En 2014, les glaciologues ont dépouillé l’Okjokull de son statut de glacier après avoir constaté qu’il était constitué de glace inerte et qu’il n’avançait plus comme le font normalement les glaciers. Une plaque commémorative en lettres d’or écrite en islandais et en anglais a été inaugurée le 18 août. 2019 sur le site du glacier.


Les glaciologues ont découvert que la vitesse de fonte des glaciers islandais s’est fortement accélérée au cours de la période 2000-2019. Entre 2000 et 2004, les glaciers ont perdu 227 milliards de tonnes de glace par an. Mais entre 2015-2019, ils ont perdu en moyenne 298 milliards de tonnes chaque année.

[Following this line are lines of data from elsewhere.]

PR #1171, opened 2021-04-18
Draft: fix condition of defence skill increase 

schell244:
## 🍰 Pullrequest
- fix condition of defence skill increase (sometimes defence got updated by two points)
- use the same increase chance formula for weapon and defence

### Proof
- None

### Issues
- None

### How2Test
- create a new player
- get attacked by an enemy npc 
- defence skill increase should only happen if player dodges/parrys/blocks/resists an enemy attack

### Todo / Checklist
- [ ] check if this is classic behavior


schell244:
closed since not classic behavior

PR #1178, opened 2021-05-01
added new sound and timer for lighthouse bell

schell244:
## 🍰 Pullrequest
use sound https://classic.wowhead.com/sound=7197/lighthousefoghorn instead of https://classic.wowhead.com/sound=6594/belltollalliance for westfall lighthouse hourly bell gameobject.

### Proof
I just found that sound id and remembered a bell gameobject spawn at westfall lighthouse.
I don't know if this is classic behaviour, but sound 6594 feels wrong at this location.

### Issues
- None

### How2Test
- move player to westfall lighthouse
- .event start 78

### Todo / Checklist
~~[x] classic behaviour?~~


GrenderG:
Needs proof, can you check in the Classic PTR? No active subscription needed.

schell244:
Sadly Classic PTR seems to be no longer available. Would be nice if someone who has an active subscription could help out with this. I could not find any other usage of sound 7197 within the core.

GrenderG:
Just checked in Classic and I can confirm this is the sound being played. Any other lighthouses where this sound might be missing?

schell244:
Thanks @GrenderG ! I'll iterate all bell spawn points and check if there's another lighthouse. Not sure if the current spawn points in db cover all classic spawns.

schell244:
Found another lighthouse with a bell spawn at alcaz island (.go object 9104).

src/scripts/world/go_scripts.cpp
```diff
@@ -419,6 +422,15 @@ struct go_bells : public GameObjectAI
                     case ASHENVALE_ZONE:
                         _soundId = BELLTOLLNIGHTELF;   // nightelf bell sound 
                         break;
+                    case WESTFALL_ZONE:
+                        _soundId = LIGHTHOUSEFOFHORN;   // lighthouse fog horn
+                        break;
+                    case DUSTWALLOW_MARSH_ZONE:
+                        if(me->GetAreaId() == 2079) // Alcaz Island - lighhouse fog horn
```
GrenderG: Please add an space after the `if` :pray:

GrenderG:
There's also a bell missing in the lighthouse next to Theramore Isle, I assume this one has that sound too, but it's in the same area (513) as the normal Theramore bell... so maybe the way sound ids are being assigned needs a bit of refactoring:
```
         guid: 87737
           id: 176573
          map: 1
      zone_id: 15
      area_id: 513
   position_x: -3667.09
   position_y: -4754
   position_z: 1.80047
  orientation: 2.26892
    rotation0: 0
    rotation1: 0
    rotation2: 0.906307
    rotation3: 0.422619
 is_temporary: 0
 creator_guid: 0
   creator_id: 0
 creator_type: 
   display_id: 3972
        level: 0
      faction: 114
        flags: 0
dynamic_flags: 0
path_progress: 65535
        state: 1
         type: 5
       artkit: 0
 custom_param: 0
     sniff_id: 186
  sniff_build: 36325
```

schell244:
I've actually confused Theramore and Menethil in the comments. Fixed now. Maybe whole Theramore should be covered with the lighhouse sound? Since there's no other 'bell tower'. In this case the if statement could be removed and lighhouse sound could be used for all alliance bell at zone 15 (Dustwallow Marsh)?

GrenderG:
> 
> 
> I've actually confused Theramore and Menethil in the comments. Fixed now. Maybe whole Theramore should be covered with the lighhouse sound? Since there's no other 'bell tower'. In this case the if statement could be removed and lighhouse sound could be used for all alliance bell at zone 15 (Dustwallow Marsh)?

There are 2 Lighthouses (one near Theramore and another one in Alcaz Island) and a Bell tower inside Theramore. I have also noticed that in Classic, the lighthouse sound is played every 2 minutes (:53, :55, :57, :59, :01...).

schell244:
Ok, in this case there's indeed a different logic required in order to distinguish between lighhouse/bell. Also those lighhouse objects need their own time schedule.

schell244:
I've added the missing spawn for Theramore lighthouse bell/horn you've found and also added some logic which checks for the object guid to decide which sound should be used. With the current changes the sound get's played once every hour - so the correct time schedule is still missing. Any suggestions?

schell244:
Time schedule for lighthouse sound is fixed now as well.

PR #1180, opened 2021-05-02
Added HK ranks to Battle bots

alexkulya:
Added HK ranks to Battle bots.
Testing, no errors.
Maybee need add some gear conditions...

Screenshot_1


ratkosrb:
Will that not fuck up the honor calculations for real players later? I think it would be better to just set the rank in the updatefield directly, and not touch honor mgr.

alexkulya:
I'll test it more thoroughly and see what can be done.

PR #1238, opened 2021-06-20
Add Firecrackers Script

NickTyrer:
## 🍰 Pullrequest
This PR will set off random firecrackers during the lunar festival event

### How2Test
.event start 7

### Todo / Checklist
FIx errors


NickTyrer:
I think this functionality should be handled by the core as the radius used in generic scripts is not large enough to cover an entire city.

ratkosrb:
Just assign the script to a NPC near the gameobjects?

NickTyrer:
The gameobjects are everywhere, you would have to assign it to many npc's throughout the world.

Kittnz:
This isn't how it works. The firecrackers at random do the despawn animation when they despawn. And when they respawn it will spawn one of the 2 different firecracker gobs.

NickTyrer:
I dont think that functionality is possible, unless you know a way?

Oroxzy:
similar to this?
https://github.com/vmangos/core/blob/development/src/scripts/world/fireworks_show.cpp

Kittnz:
No, different @Oroxzy .
@NickTyrer  You can do it with pools, i think it's the only way to do it. @brotalnia WYT?

ratkosrb:
I guess you'll need a c++ script assigned to those gameobject entries to despawn them. And for each spawn point you need a pool of all the different entries that can spawn there.

Kittnz:
Wouldn't it be easier to just add a event script to it? make it despawn every x seconds ?

NickTyrer:
I can add the pooling but I wont be able to do the c++

NickTyrer:
I have now added the relevant pools.

PR #1241, opened 2021-06-20
fix stat modifier issue

### LINKED ISSUE #1236: 🐛 [Bug] damage values at character UI sometimes get displayed with wrong color
## 🐛 Bug report
Sometimes meele and range damage values are displayed in red while the damage modifier is at 100%.

This issue does soemtimes occur after an aura gets removed which had positiv impact to the damage modifier. 

Unbenannt

### Expected behavior
When damage modifier is at 100%, the damage should get displayed with white color.

### Steps to reproduce
1. create a warrior
2. put 1 skill point on enrage
3. get hit by an enemy and wait for enrage to get triggered
4. wait for enrage to fade -> damage is at 100% an displayed in red

Notes:
1. Warrior: changing between battle and defence stance won't fix the issue, damage will still get displayed red at 100% at battle stance.
2. Relogging does fix it.
3. Warrior: there seem to be a difference how many skill points you put on enrage. 1 Skill point seems to always trigger it, while all skill points do not.
4. Battleground damage buffs do always trigger it

### Version & Environment

Client Version:
  - 1.12.1.5875

Commit Hash:  
79efe80ae39d94a5e52b71179583509b1df75899

OS Client: Win 10
OS Server: Win 10

schell244:
## 🍰 Pullrequest
Fix stat modifier calculation and the damage modifier shown in client.

Inspired by azerothcore and trinitycore:
<del>
https://github.com/azerothcore/azerothcore-wotlk/blob/36a6d04156214b207d7b1f286ff8f365c733a557/src/server/game/Entities/Unit/Unit.cpp#L14462
</del> (does work, but not related to the issue)

https://github.com/azerothcore/azerothcore-wotlk/blob/ea5b1b384658fc071ae509f6e26bb680bdb3c8ef/src/server/game/Spells/Auras/SpellAuraEffects.cpp#L4860

https://github.com/TrinityCore/TrinityCore/blob/c08f086a02729f3b7e4c99f4741063e45301ebf8/src/server/game/Spells/Auras/SpellAuraEffects.cpp#L4187

### Issues
- fix https://github.com/vmangos/core/issues/1236

### Todo / Checklist
- [x] None

### DIFF
--- a/src/game/Objects/Object.h
+++ b/src/game/Objects/Object.h
@@ -368,8 +368,9 @@ class Object
 
         void ApplyPercentModFloatValue(uint16 index, float val, bool apply)
         {
-            val = val != -100.0f ? val : -99.9f ;
-            SetFloatValue(index, GetFloatValue(index) * (apply?(100.0f+val)/100.0f : 100.0f / (100.0f+val)));
+            float value = GetFloatValue(index);
+            ApplyPercentModFloatVar(value, val, apply);
+            SetFloatValue(index, value);
         }
 
         void SetFlag(uint16 index, uint32 newFlag);
--- a/src/game/Spells/SpellAuras.cpp
+++ b/src/game/Spells/SpellAuras.cpp
@@ -5293,7 +5293,7 @@ void Aura::HandleModDamagePercentDone(bool apply, bool Real)
             // For show in client
             if (target->GetTypeId() == TYPEID_PLAYER)
             {
-                // TODO: fix positive aura gets removed -> damage is displayed at 100%
+                // TODO: fix positive aura gets removed -> damage is displayed red at 100%
                 target->ApplyPercentModFloatValue(PLAYER_FIELD_MOD_DAMAGE_DONE_PCT, m_modifier.m_amount, apply);
             }         
         }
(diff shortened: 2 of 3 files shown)


ratkosrb:
Have you tested this to make sure it does not break anything else with stat calculations?

schell244:
I've added some logs and compared some modified values before and after the change. 
The displayed values (modifier and damage) have been the same for the following cases:
warrior -> switching stance
warrior -> adding/removing enrage
I also could not reproduce the display issue when using `ApplyPercentModFloatVar`.
I think it's becasue `ApplyPercentModFloatVar` will prevent the modifier to become negative, when value -100 is used.
I will do a few more tests with this change next week to make sure it's safe.

schell244:
I just did some more tests. Sadly the formula changes won't fix the display issue (but using `ApplyPercentModFloatVar` seems to be a valid replacment for the current hack within `HandleStatModifier`.)
While testing I've found a way how to always reproduce the issue #1236 and the culprit seems to be somewhere within the aura handling/removal code.

schell244:
It's finally fixed now. I did some tests and the issue will no longer occur, also the modifer values are correct.

schell244:
I just found an issue with wands. With this change, it seems that the damage modifier gets applied and removed twice for wands (tested with https://classic.wowhead.com/spell=23505/berserking). Meele and "normal" range values get displayed correct. I think it's due to to wands damage being handled twice as range and spell. More reseach is needed to solve this.
Closing this PR for now.

PR #1264, opened 2021-07-03
Love is in the Air Event

NickTyrer:
TODO:
1. When using the item Unbestowed Friendship Bracelet (22259), both players should get the buff The Power of Friendship (26664) Buff. Currently only the casting player gets the buff when both should.
2.  Popularity Contest is not implemented (some gameobjects and gossips are commented in the PR)


Oroxzy:
gameobjects respawn, creatures respawn and creature template fixes:
https://gist.github.com/Oroxzy/bf6f20dc582f05a3fc33eedf57d39231

alot of stuff is in here too:

`SELECT * FROM game_event_creature_data WHERE  event=8`

maybe take a closer look what it does :D

while i was doing midsummer event spawns i saw this in the replaycore, overlapping gameobjects from 2 events .. so the little heart thing is from the bonus week if the faction leader wins. Maybe we need todo one event for every leader to spawn and despawn them.

> The faction leader who wins the popularity contest will be rewarded with having Kwee remain in residence for an extra week beyond the end of the Love is in the Air event. If you /kiss Kwee, he will cast a +200 HP buff on you that lasts 1 hour. This is why he's valuable to keep a week beyond the event, so vote early and often!

some gameobjects are lasting until the 
grafik

PR #1279, opened 2021-07-17
Add Some Missing Creature Auras

NickTyrer:
## 🍰 Pullrequest
This PR adds some missing auras to creatures based on cmangos and sniff data


ratkosrb:
What's the status on this?

NickTyrer:
I diddent realise how many auras where missing or applied through event_ai in vmangos, this just scratches the surface. It will be a while before this one is done.

PR #1289, opened 2021-07-27
Lunar Festival Event

Oroxzy:
**TODO:**

- [x] Cluster/Firework Launcher pools.
- [x] Fix how Fireworks should work.
- [x] Add additional Firecracker pools.
- [x] Respawn all GameObjects (used Massparse 20/21).
- [x] Respawn all Creatures.
- [x] Lunar Teleportation scripting.
- [x] Add Spelllist, BroadcastTexts and GuardAI to Lunar Festival Sentinel.
- [x] Update all creature_templates.

**Firework and Cluster Launchers seems to be pooled:**
grafik

**Teleporting from Ironforge to Moonglade:**
grafik

**The Effect #1 Gameobject target is not in the sniffs (unsniffable like many of them.. also in scourge event and midsummer) but someone already added it to the DB. Actually its a check for the spell to make sure you are in the Spotlight**
grafik

**Fireworks**
As you can see here, Fireworks nearly instant fires up after using the item: https://www.youtube.com/watch?v=JDxo6W6a9wM&t=0s
grafik


NickTyrer:
Reminder for myself to update lunar festival emissary ai scripts when creature guids are set.

Oroxzy:
Why?

Oroxzy:
2

> Reminder for myself to update lunar festival emissary ai scripts when creature guids are set.

Why?

ratkosrb:
I think he is talking about the quest givers. Only a specific npc in each city offers the quest, while the others do not, even though they are of the same entry, so a condition to check the guids is used for enabling quest giver flag on the npcs.

ratkosrb:
```
Make the Teleport mechanic Blizzlike.
```
We have sniffs of all the teleport to moonglade scripts. Nicky helped me sniff that, and I think he already worked on it, or am I wrong?

```
Figure out how the Firecrackers really works.
```
Don't they work correctly now with the c++ script I added? Seemed fine to me. They play the animation and despawn every minute, and a different firecracker spawns after a few seconds.

sql/migrations/20210727201033_world.sql
```diff
@@ -75,7 +75,7 @@ INSERT INTO `spell_target_position` (`id`, `target_map`, `target_position_x`, `t
 (26456, 0, 1642.41, 239.9, 62.59, 3.01, 5086, 5875);
 
 -- Lunar Festival Sentinel texts are chat_type 12.
-UPDATE `broadcast_text` SET `chat_type`='12' WHERE `entry` IN (10948,10949,10950,10951,10952,10953,10954,10955);
+UPDATE `broadcast_text` SET `chat_type`=12 WHERE `entry` IN (10948,10949,10950,10951,10952,10953,10954,10955);
```
ratkosrb: Chat type 12??? The maximum is 6.
https://github.com/vmangos/core/blob/808ec9801870ae926fa037f100bca4d2c3efa2d8/src/game/Objects/CreatureDefines.h#L383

De la même façon, le célèbre Jökulsarlon n’aura probablement plus le même aspect dans une dizaine d’années. Pour s’en rendre compte, il suffit d’observer l’Esjufjallarönd, une moraine qui longe le glacier Breiðamerkurjökull et le sépare d’une autre langue glaciaire, le Norðlingalægðarjökull qui vient finir sa course dans les eaux du Jökulsarlon en donnant naissance à une foule de petits icebergs. En le parcourant, on se rend vite compte d’une année sur l’autre que le Breiðamerkurjökull est en train de reculer rapidement sous l’effet du réchauffement climatique. Au fur et à mesure que le Norðlingalægðarjökull déverse ses icebergs dans le lagon, le niveau de la glace diminue et le glacier voisin a tendance à se déplacer vers la dépression ainsi créée. Il en résulte que la moraine de Esjufjallarönd se déplace régulièrement vers l’est et cet amas de débris va probablement atteindre le Jökulsarlon d’ici 3 à 5 ans.

Les statistiques révèlent que le glacier Breiðamerkurjökull perd actuellement 600 mètres par an. Dans l’une des grottes qui se trouvent à l’intérieur, la glace a reculé tellement que la chute d’eau qui était autrefois à l’intérieur de la grotte est maintenant en dehors. Dans une autre grotte à proximité, un gros rocher qui était à 100 mètres à l’intérieur de la cavité se trouve maintenant à l’extérieur, à 500 mètres devant le glacier.

Lors de ma dernière visite au Vatnajökull en juillet 2021, j’ai pu me rendre compte que le glacier fondait très vite. Son front est beaucoup plus mince qu’en 2001 lorsque je l’ai observé pour la dernière fois et il vêle maintenant moins d’icebergs.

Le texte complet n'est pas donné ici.